Here are the records. Print them all exactly.

▶ _Listed records_

·····

PR #14445, opened 2022-04-08
Added subscription_id to MRR events

allouis:
refs https://github.com/TryGhost/Team/issues/1453

As part of 5.0 we want to have cancelled evetns affect MRR. We are going
to backfill and begin populating cancelled events _before_ 5.0 however,
adding a migration to set the MRR deltas as part of 5.0

This migration will need to associate the cancelled events with a
subscription, so we are adding the subscription_id now. This will allow
us to guarantee that all cancelled events will have a subscription_id.

### DIFF
--- a/core/server/data/migrations/versions/4.43/2022-04-08-10-45-add-subscription-id-to-mrr-events.js
+++ b/core/server/data/migrations/versions/4.43/2022-04-08-10-45-add-subscription-id-to-mrr-events.js
@@ -3,7 +3,5 @@ const {createAddColumnMigration} = require('../../utils');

·····

▶ _Problem solution_
PR #14445, opened 2022-04-08
Added subscription_id to MRR events

allouis:
refs https://github.com/TryGhost/Team/issues/1453

As part of 5.0 we want to have cancelled evetns affect MRR. We are going
to backfill and begin populating cancelled events _before_ 5.0 however,
adding a migration to set the MRR deltas as part of 5.0

This migration will need to associate the cancelled events with a
subscription, so we are adding the subscription_id now. This will allow
us to guarantee that all cancelled events will have a subscription_id.

### DIFF
--- a/core/server/data/migrations/versions/4.43/2022-04-08-10-45-add-subscription-id-to-mrr-events.js
+++ b/core/server/data/migrations/versions/4.43/2022-04-08-10-45-add-subscription-id-to-mrr-events.js
@@ -3,7 +3,5 @@ const {createAddColumnMigration} = require('../../utils');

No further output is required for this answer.